| What the task asks |
Set down each entry from the block beneath, exactly as written.

Data excerpts:
_ _ _

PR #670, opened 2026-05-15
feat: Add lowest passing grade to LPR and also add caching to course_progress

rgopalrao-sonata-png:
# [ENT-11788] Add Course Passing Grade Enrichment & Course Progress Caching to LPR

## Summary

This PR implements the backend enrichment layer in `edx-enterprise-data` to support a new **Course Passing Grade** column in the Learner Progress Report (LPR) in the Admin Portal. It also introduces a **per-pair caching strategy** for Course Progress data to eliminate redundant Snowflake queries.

_ _ _

| Result of the exercise |
PR #670, opened 2026-05-15
feat: Add lowest passing grade to LPR and also add caching to course_progress

rgopalrao-sonata-png:
# [ENT-11788] Add Course Passing Grade Enrichment & Course Progress Caching to LPR

## Summary

This PR implements the backend enrichment layer in `edx-enterprise-data` to support a new **Course Passing Grade** column in the Learner Progress Report (LPR) in the Admin Portal. It also introduces a **per-pair caching strategy** for Course Progress data to eliminate redundant Snowflake queries.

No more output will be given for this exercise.